1-1パッケージ製品をIaaS環境上で稼働させる

 クラウド型のERPが普及し始めたのは、AWS(Amazon Web Service)をはじめとする大手クラウドベンダーのIaaSサービスが国内に本格上陸した2011〜2012年までさかのぼる。当時は、オンプレミスの環境で運用していたERPを、IaaS環境上に移行することで、ハードウェアの調達費や運用費を大幅に削減できるとされた。

 しかし、企業の基幹業務を担うERPの運用には、安定性や堅牢(けんろう)性が求められる。
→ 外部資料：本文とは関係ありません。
PR #6445, opened 2019-09-22
Update url for diminish-buffer.

jcs090218:
Refer to this #6415. Starting from next package I will start the package from organization. Thanks!


tarsius:
Thanks @jcs090218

それをIaaS環境で確保するには、運用ノウハウが必要であり、それなりの運用負荷が掛かることが分かってきた。そこで登場したのが、IaaS環境でのERP運用をワンストップで請け負うマネージドサービスだ。これを活用することで、企業はERPの運用にかかわる作業の大部分をアウトソースできるようになった。

 ERPのマネージドサービスをベンダー自らが提供するケースも少なくない。例えば、国産ERPベンダーの代表格であるワークスアプリケーションズでは、2011年から早くも同社のERPパッケージ製品「COMPANY」のAWSでの運用をサポートするとともに、同社自らマネージドサービスを提供している。(図1)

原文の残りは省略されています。